Practical parallel transaction validation without state lookups using Merkle accumulators

adlerjohn · June 3, 2019, 9:25pm

Background

The UTXO data model is more conducive for parallelism compared to the accounts data model, but still suffers from the issue that in order to full validate a transaction, state lookups must be performed. Without state rent, the ever-growing chain state will make transactions more and more expensive to validate. Even with state rent, this is a problem.

Suggestions to alleviate this issue boil down to stateless clients, which use some sort of accumulator over the state. Accumulators are a fixed-size representation of a set, from which you can efficiently insert and remove elements, and verify proofs of membership (accumulators may have other properties, or may not have all these properties, but these are the important ones). Transactions then need a proof of inclusion that they are spending TXOs that are unspent, which can be verified against the accumulator. Thus nodes need only store a fixed-size accumulator rather than an enormous amount of state. Unfortunately, accumulators with all the desirable properties without a trusted setup don’t exist at this time.

Of note is that storage of the state is less of an issue than constant lookups into the state, which must be done for each transaction. This is especially problematic when the state is modified, as the data structure must be locked, preventing parallelism.

Proposal

Objective: We want a way to completely validate transactions without ever doing state lookups. Ideally we also want to completely validate blocks without ever doing state lookups.

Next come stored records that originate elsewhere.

PR #5304, opened 2023-12-19
CORE-18141 - Fix for tracing between HTTP RPC and Kafka

filipesoliveira:
Screenshots of the latency tree:

**Query Balance**
image

**Coin creation**
image


libs/messaging/messaging-impl/src/main/kotlin/net/corda/messaging/utils/TracingUtils.kt
```diff
@@ -0,0 +1,38 @@
+package net.corda.messaging.utils
+
+import net.corda.messaging.api.mediator.MediatorMessage
+import org.slf4j.Logger
+import org.slf4j.LoggerFactory
+
+internal object TracingUtils {
+
+    private val log: Logger = LoggerFactory.getLogger(this::class.java.enclosingClass)
+    private const val TRACING_HEADER_NAME_TRACING_ID = "X-B3-TraceId"
```
owenstanford: I think this code should live in the tracing lib, given the properties of a mediator are just a map we can probably add a generic utility function in the trace lib that can extract the headers from a Map<String, Any> to avoid leaking the tracing impl into the messaging lib.

libs/messaging/messaging-impl/src/main/kotlin/net/corda/messaging/mediator/RPCClient.kt
```diff
@@ -63,16 +65,38 @@ class RPCClient(
...
+            tracingHeaders.forEach { (k,v) -> headers[k] = v }
+            MediatorMessage(deserializedResponse, headers)
         }
     }
 
+    private inline fun<T> traceHttpSend(tracingHeaders: List<Pair<String, String>>, send: ()-> T): T {
+        val traceContext = traceSend(tracingHeaders, "http - send - clientId - $id")
+        return traceContext.markInScope().use {
+            try {
+                send()
```
owenstanford: You need a traceContext.finish() to close the span, I think this is why we are seeing this recoding as zero time in the trace.

libs/messaging/messaging-impl/src/main/kotlin/net/corda/messaging/mediator/RPCClient.kt
```diff
@@ -63,16 +65,38 @@ class RPCClient(
...
         return deserializedResponse?.let {
-            MediatorMessage(deserializedResponse, mutableMapOf("statusCode" to response.statusCode()))
+            val headers: MutableMap<String,Any> = mutableMapOf("statusCode" to response.statusCode())
+            tracingHeaders.forEach { (k,v) -> headers[k] = v }
+            MediatorMessage(deserializedResponse, headers)
         }
     }
 
+    private inline fun<T> traceHttpSend(tracingHeaders: List<Pair<String, String>>, send: ()-> T): T {
+        val traceContext = traceSend(tracingHeaders, "http - send - clientId - $id")
```
owenstanford: Rather than the client id, lets use the URL (can be read from the `request`) we can then easily see in the trace data what service is being called. If it makes the span name too long we can use the path only from the URL and drop the host as the paths identify the service e.g. `/token-selection`
It would also be good to add it as a tag so it's easily searchable in Grafana

vkolomeyko:
Looks fine to me in principle. I have created another PR into this branch with some minor changes: https://github.com/corda/corda-runtime-os/pull/5310

libs/tracing/src/main/kotlin/net/corda/tracing/TraceUtils.kt
```diff
@@ -0,0 +1,30 @@
+package net.corda.tracing
+
+object TraceUtils {
+
+    private const val TRACING_HEADER_NAME_TRACING_ID = "X-B3-TraceId"
+    private const val TRACING_HEADER_NAME_SPAN_ID = "X-B3-SpanId"
+    private const val TRACING_HEADER_NAME_SAMPLED = "X-B3-Sampled"
+    private const val TRACING_HEADER_NAME_PARENT_SPAN_ID = "X-B3-ParentSpanId"
```
josephzunigadaly: I think we should avoid building this ourselves. Instead we should call/add an overload to one of the many `TracingService.nextSpan` methods which uses an implementation of this from the brave library. 

The advantage of that is that the header names are maintained within the brave library and not here in our own code.

vkolomeyko: I think that would make sense if we expand `nextSpan` onto `MediatorMessage`.
That way we will have a new span every time we convert from Kafka `Record` to `MediatorMessage` or vise versa.

And we will not have to tinker with internal header constants.

filipesoliveira:
As requested, I will look into breaking this PR into smaller changes.

filipesoliveira:
I have reverted the refactoring that seemed unnecessary, @vkolomeyko and @josephzunigadaly.

libs/messaging/messaging-impl/src/main/kotlin/net/corda/messaging/mediator/RPCClient.kt
```diff
@@ -105,6 +131,9 @@ class RPCClient(
             builder.header(CORDA_REQUEST_KEY_HEADER, keyValue)
         }
 
+        // Once the HTTP request is created, it cannot be changed. So the builder as to be passed instead
```
vkolomeyko:
```suggestion
        // Once the HTTP request is created, it cannot be changed. So the builder has to be passed instead
```

libs/messaging/messaging-impl/src/main/kotlin/net/corda/messaging/mediator/RPCClient.kt
```diff
@@ -105,6 +131,9 @@ class RPCClient(
...
+        addTraceContextToHttpRequest(builder)
```
vkolomeyko:
```suggestion
        builder.addTraceContext()
```

libs/tracing-impl/src/main/kotlin/net/corda/tracing/brave/BraveRecordExtractor.kt
```diff
@@ -0,0 +1,33 @@
...
+import brave.propagation.TraceContextOrSamplingFlags
+
+// This class is responsible for extracting a trace context based on a set of trace headers.
+class BraveRecordExtractor(tracing: Tracing) {
+
+    // Headers can be stored in any format. This instance contains the logic to extract the trace headers from a
+    // list
+    private val recordExtractorListFormat = tracing.propagation().extractor(
+            Propagation.Getter<List<Pair<String, String>>, String> { headers, key ->
+                headers.reversed().firstOrNull { it.first == key }?.second
```
vkolomeyko: Any particular reason why we are using `.reversed()`?
Ideally, there should be no duplicating `first`s in the list of pairs.

libs/messaging/messaging-impl/src/main/kotlin/net/corda/messaging/mediator/RPCClient.kt
```diff
@@ -63,13 +66,19 @@ class RPCClient(
...
+            val request = buildHttpRequest(message)
+            sendWithRetry(request)
+        }
 
         val deserializedResponse = deserializePayload(response.body())
 
-        return deserializedResponse?.let {
-            MediatorMessage(deserializedResponse, mutableMapOf("statusCode" to response.statusCode()))
+        // Convert the response to an instance of the MediatorMessage class and enrich the instance with a trace context
+        return deserializedResponse?.let{
```
vkolomeyko:
```suggestion
        return deserializedResponse?.let {
```

libs/tracing-impl/src/main/kotlin/net/corda/tracing/brave/BraveRecordExtractor.kt
filipesoliveira: This code block are existed and it was moved into this file. I don't know why it calls `reversed`.

libs/tracing/src/main/kotlin/net/corda/tracing/TracingService.kt
```diff
@@ -6,7 +6,32 @@ import java.util.concurrent.ExecutorService
 
 interface TracingService : AutoCloseable {
 
-    fun addTraceHeaders(headers: List<Pair<String, String>>): List<Pair<String, String>>
+    // The method takes the current headers and joins them with the trace headers
+    // A trace context provides the trace headers. Normally, the activate context is used, but it can be overridden
```
vkolomeyko:
```suggestion
    // A trace context provides the trace headers. Normally, the active context is used, but the headers can be overridden
```

Similar sort of change should be applied to all the methods below. Also, it would  probably makes sense to change the format to a KDoc rather than a comment.

libs/tracing-impl/src/main/kotlin/net/corda/tracing/brave/BraveRecordExtractor.kt
filipesoliveira: I have updated the code so an exception is raised if there are duplicated headers.

libs/tracing-impl/src/main/kotlin/net/corda/tracing/brave/BraveRecordExtractor.kt
```diff
@@ -0,0 +1,33 @@
...
+    )
+
+    // Headers can be stored in any format. This instance contains the logic to extract the trace headers from a
+    // map
+    private val recordExtractorMapFormat = tracing.propagation().extractor(
+        Propagation.Getter<Map<String, Any>, String> { headers, key -> headers[key] as String? }
+    )
+
+    // Extracts the trace context based on the headers provided
+    fun extract(headers: List<Pair<String, String>>): TraceContextOrSamplingFlags? {
```
vkolomeyko:
```suggestion
    fun extract(headers: List<Pair<String, String>>): TraceContextOrSamplingFlags {
```
Looking at the implementation of `B3Propagation` it can never return an `null` value.

libs/tracing-impl/src/main/kotlin/net/corda/tracing/brave/BraveRecordExtractor.kt
```diff
@@ -0,0 +1,33 @@
...
+        return recordExtractorListFormat.extract(headers)
+    }
+
+    // Extracts the trace context based on the headers provided
+    fun extract(headers: Map<String, Any>): TraceContextOrSamplingFlags? {
```
vkolomeyko:
```suggestion
    fun extract(headers: Map<String, Any>): TraceContextOrSamplingFlags {
```

libs/tracing-impl/src/main/kotlin/net/corda/tracing/brave/BraveRecordTracing.kt
```diff
@@ -2,17 +2,27 @@ package net.corda.tracing.brave
 
 import brave.Span
 import brave.Tracing
-import brave.propagation.Propagation
+import brave.propagation.TraceContextOrSamplingFlags
 import net.corda.messaging.api.records.EventLogRecord
 import net.corda.messaging.api.records.Record
 
-class BraveRecordTracing(tracing: Tracing) {
+class BraveRecordTracing(val tracing: Tracing) {
```
vkolomeyko:
```suggestion
class BraveRecordTracing(private val tracing: Tracing) {
```

vkolomeyko (dismissed):
LGTM

@josephzunigadaly - I would appreciate if you could have another look as well.

libs/messaging/messaging-impl/src/main/kotlin/net/corda/messaging/mediator/RPCClient.kt
```diff
@@ -88,6 +98,23 @@ class RPCClient(
         }
     }
 
+    private inline fun <T> traceHttpSend(traceHeaders: Map<String, Any>, uri: URI, send: () -> T): T {
+        val traceContext = traceSend(traceHeaders, "http client - send request - path - ${uri.path}")
```
josephzunigadaly: I think it is better to avoid including the path in the span name. The Grafana UI attempts to list these in a drop down. I don't know how many unique values can exist before it stops working. 

In our recent runs the list is not showing values so maybe it is already a problem? I see that we included client id in the Kafka version of this.

libs/messaging/kafka-message-bus-impl/src/main/kotlin/net/corda/messagebus/kafka/producer/CordaKafkaProducerImpl.kt
```diff
@@ -158,7 +158,7 @@ class CordaKafkaProducerImpl(
         partition: Int?,
         callback: CordaProducer.Callback?
     ) {
-        val traceContext = traceSend(record.headers, "send $clientId")
+        val traceContext = traceSend(record.headers, "kafka - send - clientId: $clientId")
```
josephzunigadaly: We should probably remove clientId from this and include it as a tag if it is useful.

libs/messaging/messaging-impl/src/main/kotlin/net/corda/messaging/mediator/RPCClient.kt
filipesoliveira: This code was added to improve readability otherwise it is hard to reason about the the latency tree without having to click on each span for more details

**Example with the code change:**
image

**Example without the code change:**
image

libs/messaging/kafka-message-bus-impl/src/main/kotlin/net/corda/messagebus/kafka/producer/CordaKafkaProducerImpl.kt
filipesoliveira: I will remove the `clientId`. For now, I don't see the value of adding the `clientId ` as tag so I won't create one.

filipesoliveira:
I have updated the code once more so the span generated by the webserver also contains the url path. Before this change only the http method would be added to the span name.

Example after the code change:
image

filipesoliveira:
I would like to conduct further testing.

filipesoliveira:
After applying the most recent changes:
image

filipesoliveira:
More details are provided when a Kafka record is sent to a topic:
image

image

filipesoliveira:
More details are provided when a Kafka record is sent to a topic:
image

image

libs/messaging/messaging-impl/src/main/kotlin/net/corda/messaging/mediator/RPCClient.kt
josephzunigadaly: I can see how that looks better. Do we ever include parameters in the internal requests? Maybe if they are like the ones in the screenshot it's a small enough set of internal paths that we could include them?

The Kafka client ID doesn't seem very readable, I think it was a good move to remove that one.

vkolomeyko (dismissed):
LGTM

libs/messaging/messaging-impl/src/main/kotlin/net/corda/messaging/mediator/RPCClient.kt
filipesoliveira: I think we use the body of the http request to send data instead of http parameters. The few http parameters that are used are already displayed in the name of the span.

libs/tracing/src/main/kotlin/net/corda/tracing/TraceThis.kt
```diff
@@ -44,18 +46,72 @@ fun getOrCreateBatchPublishTracing(clientId: String): BatchPublishTracing {
...
+            record.headers,
+            emptyList() // Don't override the current trace context
+        )
+    )
+}
+
+fun addTraceContextToRecord(
+    record: Record<*, *>,
+    traceHeadersToOverrideContext: Map<String, Any> = emptyMap() // By default, don't override the current trace context
+): Record<out Any, out Any> {
```
josephzunigadaly: If we make this change we can remove the cast at the call site:

```suggestion
fun <K : Any, E : Any> addTraceContextToRecord(
    record: Record<K, E>,
    traceHeadersToOverrideContext: Map<String, Any> = emptyMap() // By default, don't override the current trace context
): Record<K, E> {
```

libs/messaging/messaging-impl/src/main/kotlin/net/corda/messaging/mediator/processor/EventProcessor.kt
```diff
@@ -71,24 +72,32 @@ class EventProcessor<K : Any, S : Any, E : Any>(
...
+                // Http - Send the request immediately. Once the response arrives convert it to a kafka record and
+                // add it to the queue, so it can be processed in due course
                 @Suppress("UNCHECKED_CAST")
                 val reply = with(destination) {
                     message.addProperty(MessagingClient.MSG_PROP_ENDPOINT, endpoint)
                     client.send(message) as MediatorMessage<E>?
                 }
                 if (reply != null) {
+                    // Convert response to a record and add it to the queue
+                    @Suppress("UNCHECKED_CAST")
```
josephzunigadaly: With the suggested change to addTraceContextToRecord we can remove the cast:

```suggestion
                    // Convert response to a record and add it to the queue
                    
```

libs/messaging/messaging-impl/src/main/kotlin/net/corda/messaging/mediator/processor/EventProcessor.kt
```diff
@@ -71,24 +72,32 @@ class EventProcessor<K : Any, S : Any, E : Any>(
...
-                            reply.payload,
-                        )
+                        addTraceContextToRecord(
+                            Record(
+                                "",
+                                event.key,
+                                reply.payload
+                            ),
+                            message.properties
+                        ) as Record<K, E>
```
josephzunigadaly: With the suggested change to addTraceContextToRecord we can remove the cast:

```suggestion
                        )
```

libs/tracing-impl/src/main/kotlin/net/corda/tracing/brave/BraveTracingService.kt
```diff
@@ -112,7 +112,17 @@ internal class BraveTracingService(serviceName: String, zipkinHost: String?, sam
         .putRule(and(methodEquals("POST"), pathStartsWith("/api/v1/flow")), sampler(samplesPerSecond))
         .putRule(pathStartsWith("/"), sampler(samplesPerSecond)).build()
 
-    private val httpTracing by lazy { HttpTracing.newBuilder(tracing).serverSampler(serverSampler).build() }
+    private val httpTracing by lazy {
+        HttpTracing.newBuilder(tracing)
+            .serverRequestParser(
+                object : HttpRequestParser.Default() {
+                    override fun spanName(req: HttpRequest?, context: brave.propagation.TraceContext?): String? {
+                        return "http server - ${req?.method()} - ${req?.path()}"
```
josephzunigadaly, line 120: This is another instance of including path in our span names. These paths include resource IDs that expand the number of unique names in the data. I'm still concerned that Grafana tries to list all of these in a drop down and that drop down has stopped showing any options.

It would be better to include the template path as seen in the REST annotations. I'm not sure how we would get that, but if it were possible, that would give us the benefit this provides while keeping the list of unique names small.

josephzunigadaly (approved):

vkolomeyko (approved):
LGTM

mbrkic-r3 (approved):
LGTM

libs/tracing-impl/src/main/kotlin/net/corda/tracing/brave/BraveTracingService.kt
filipesoliveira: As discussed in the stand-up, the possible issue highlighted can be addressed in a different PR since the tracing feature will evolve over time.

PR #5311, opened 2023-12-20
CORE-19064: Create Endpoints to Return schema creation/migration SQL

BenYip123:
Create endpoints to return schema creation/migration SQL and update swagger baseline

### DIFF
--- a/libs/virtual-node/virtual-node-endpoints/src/main/kotlin/net/corda/libs/virtualnode/endpoints/v1/VirtualNodeRestResource.kt
+++ b/libs/virtual-node/virtual-node-endpoints/src/main/kotlin/net/corda/libs/virtualnode/endpoints/v1/VirtualNodeRestResource.kt
@@ -127,29 +127,47 @@ interface VirtualNodeRestResource : RestResource {
     ): AsyncOperationStatus
 
     @HttpGET(
-        path = "db/{dbTypeOrCpiChecksum}",
-        title = "Return creation schema SQL",
-        description = "Returns the SQL needed for intention to create a virtual node or latest uploaded CPI.",
-        responseDescription = "SQL needed to bring schema up to date.",
+        path = "create/db/vault/crypto",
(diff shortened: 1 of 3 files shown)


libs/virtual-node/virtual-node-endpoints/src/main/kotlin/net/corda/libs/virtualnode/endpoints/v1/VirtualNodeRestResource.kt
```diff
@@ -126,6 +126,32 @@ interface VirtualNodeRestResource : RestResource {
...
+    @HttpGET(
+        path = "db/{dbTypeOrCpiChecksum}",
+        title = "Return creation schema SQL",
+        description = "Returns the SQL needed for intention to create a virtual node or latest uploaded CPI.",
+        responseDescription = "SQL needed to bring schema up to date.",
+        minVersion = RestApiVersion.C5_2
+    )
+    fun getCreateSchemaOrCpiSQL(
+        @RestPathParameter(description = "Virtual node database type or CPI checksum")
+        dbTypeOrCpiChecksum: String,
```
vkolomeyko: Hm... I am not sure about `dbTypeOrCpiChecksum`...

When we are talking about DB Type, I am assuming we are have `VAULT`, `CRYPTO` and `UNIQUENESS` in mind?

in which case, would two separate parameters make more sense like:
```
dbType: RestVirtualNodeDbTypeEnum,
cpi: CpiIdentifier
```
?

BenYip123: Yes, VAULT, CRYPTO and UNIQUENESS is what I had in mind. I think the problem is that if we want to specify a CPI to get the SQL of, we can't have any dbType in that case

vkolomeyko (approved):
LGTM

PR #5312, opened 2023-12-20
CORE-19015: Close in memory topic after usage

yift-r3:
With this change, the in-memory message bus tests can stop after the test has finished. This will prevent messages from being repeatedly sent to closed consumers.

This is more stable than before on Windows. See https://ci02.dev.r3.com/job/Corda5/job/Nightlys/job/Corda-Runtime-OS/job/Windows/job/yift%2Fcore-19015%2Fclose-in-mem/


nikinagy (approved):
LGTM

PR #5322, opened 2023-12-21
CORE-18553: Send messages to the link manager

yift-r3:
Forward messages from the Gateway to the link manager via HTTP instead of Kafka.

API pull request is in https://github.com/corda/corda-api/pull/1424


components/gateway/src/main/kotlin/net/corda/p2p/gateway/messaging/internal/InboundMessageHandler.kt
```diff
@@ -136,6 +137,40 @@ internal class InboundMessageHandler(
...
+    private fun forwardMessage(
+        httpWriter: HttpWriter,
+        requestSource: SocketAddress,
+        messageId: String,
+        p2pMessage: LinkInMessage,
+    ): HttpResponseStatus {
+        val payload = try {
+            linkManagerClient.send(p2pMessage)
+        } catch (e: Exception) {
+            logger.warn("could not forward message to the link managed.", e)
```
nikinagy: would it be beneficial/useful to log out what message (an ID or something) we were unable to forward?

dimosr:
```suggestion
            logger.warn("could not forward message to the link manager.", e)
```

components/gateway/src/main/kotlin/net/corda/p2p/gateway/messaging/internal/InboundMessageHandler.kt
```diff
@@ -136,6 +137,40 @@ internal class InboundMessageHandler(
         }
     }
 
+    private fun forwardMessage(
```
dimosr: I think it's better to move this function further below (after `handleRequest`, where it's invoked), so that we follow the call hierarchy of the various functions. It makes it easier to read that way.

components/gateway/src/main/kotlin/net/corda/p2p/gateway/messaging/internal/LinkManagerRpcClient.kt
```diff
@@ -27,7 +27,7 @@ internal class LinkManagerRpcClient(
         URI.create("http://$endpoint/api/$platformVersion$P2P_LINK_MANAGER_PATH")
     }
 
-    fun send(message: LinkInMessage): AuthenticatedDataMessage? {
-        return client.send<AuthenticatedDataMessage>(url, message)
+    fun send(message: LinkInMessage): GatewayResponse? {
```
dimosr: that seems a bit strange, this is a type supposed to be returned by the gateway on requests, not the link manager. Shouldn't the link manager return the appropriate type (either re-use an existing one if appropriate, or introduce a new one) and then the gateway convert it into a `GatewayResponse`?

yift-r3: The link manager can return either an `AuthenticatedEncryptedDataMessage` or a `AuthenticatedDataMessage` and the `GatewayResponse` has a union of those classes...  We can create a new class just for this...

dimosr: hm, what about the other session messages (e.g. `InitiatorHelloMessage` etc.). Apart from session negotiation, these also play the role of ACKs for session message, so would we want to include those in this mechanism or not?

yift-r3: The current plan is that only data acks will be returned directly.

dimosr: what is the reasoning for not doing the same for session messages too? Seems like a positive change, no?

yift-r3: As far as I remember:
1. The data messages acks are part of the critical path, the session messages are only when we set up the session.
2. We want to handle the ack messages in batches.
3. The link manager handling of the acks should be straightforward, so ideally the HTTP queue will not wait for any computation.

dimosr: I think points 1 and 2 are about why we do it for acks, rather than why we don't it for session messages. For instance, doing it for session messages doesn't prevent us from batching only the ACKs, and not batching the session messages, if we wanted. 

But, point 3 is a valid one. Given the session might not be cached during session establishment, it might have some negative side-effects. We could skip it for the first version of it then. But, later on might be worth doing a a PoC and comparing because skipping the hops over Kafka might mean it would actually be better overall to return session messages as well (since the slow down from loading the session data from the DB would be paid even when going over Kafka).

dimosr: To respond to the original question, we should probably introduce another type yes.

dimosr (dismissed):
LGTM - just a minor comment on the API PR

dimosr (approved):

PR #5323, opened 2023-12-21
CORE-18921: Apply auto format on network worker code

yift-r3:
Apply `ktlint` auto format on the network worker code.


nikinagy (approved):
LGTM

PR #1812, opened 2026-02-07
Add instructions for restoring a prod db dump locally

mkst:
I did this earlier and thought it made sense to put the instructions in a doc and share the knowledge.


ethteck:
thanks for writing this! super helpful

PR #1813, opened 2026-02-08
Add GCC 4.4.3 to Android NDK r8e

aloaf812:
I've already added the compiler itself in https://github.com/decompme/compilers/pull/55, this just adds it to the actual website.


mkst:
ok the issue is the tar.bz2 file has an extra folder in it.. so im gonna go ahead and reupload it and regenerate the build.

The only time state lookups should be performed is when a state transition is applied (i.e., when a block is fully validated and ready to be executed against the state).

The key data structure used in this proposal is the Sparse Merkle Tree (SMT), a Merkle accumulator. Efficiently implemented, it has O(log(N)) average-case insertion and removal costs and proof of inclusion size, where N is the number of state elements (not the number of leaves).

Nodes store the chain state in a SMT, which is committed to in the block header. Transactions specify a block hash (and implicitly or explicitly height h) and an inclusion proof against the state at h. Transactions must be included within D blocks (a system parameter) or they are considered invalid.

State deltas are constructed for each block. The delta of a block is simply the set of UTXOs that are removed and the set of UTXOs that are added to the chain state for that block. This can be done without state lookups.

Transactions in a block are validated with the following steps:

If the block that includes this transaction is past the timeout D, the transaction is invalid and so is the block.
For each input, if the input has an incorrect proof of inclusion, then the transaction is invalid. This can be done by only looking at block headers from at most D blocks ago.
For each input, check that the input has not been spent between the proof of inclusion block and the tip. This can be done by only looking at state deltas from at most D blocks ago.
The rest of the transaction (sum of outputs <= sum of inputs, etc.) can be validated in isolation, so long as UTXO IDs are constructed using all the necessary information, such as amount and owner.

Once a block is fully validated, its state transition (the state delta for that block) can be applied. This is the only time chain state is touched. As such, all other operations can be done independently and in parallel. State deltas can be saved to disk as the ordered UTXOs (leaves of the SMT) and re-constructed as needed.

Proof of correctness by induction is left as an exercise to the reader.

The only other time that the chain state is accessed is when generating inclusion proofs. In practice, however, the set of nodes that will generate inclusion proofs for wallets (Infura, Electrum servers, at-home nodes) and the set of nodes that produce blocks is disjoint, so this won’t have any effect on block producing node performance or non-mining full node performance.

Cost

In-memory, state deltas for the past D blocks must be kept. In the UTXO data model, the state delta for a block is basically at most the size of the block itself, so this is equivalent to storing D blocks in-memory. In practice this is easy to do.

Inclusion proofs for each input will increases the size of transactions by a small factor. Proofs can be batched however, and transactions that don’t include optimal proofs can be rejected, so in practice this isn’t an issue.

On-disk, state deltas may be saved for each block. Since state deltas are no bigger than blocks themselves, this means disk storage will at most double. As archival storage of history is not an issue, neither is this. Alternatively, since the state delta for a block can be re-constructed using only that block, they don’t have to be stored at all and can be re-constructed on the fly if needed.

Choosing Parameters

The timeout for transactions D can just be the usual number of confirmations needed to consider a block finalized (i.e., D=15 for Ethereum and D=6 for Bitcoin), possibly with a factor of safety. Nodes should have safeguards against automatic re-orgs longer than D anyways, so in practice state deltas will never have to be re-constructed from disk.

Comparison to Other Proposals

This proposal is similar to the stateless client proposal here, which is for an accounts data model chain, though it is much simpler and actually implementable in practice.

This proposal bears some similarity to Utreexo, though unlike Utreexo it is light-client friendly and incentive-compatible.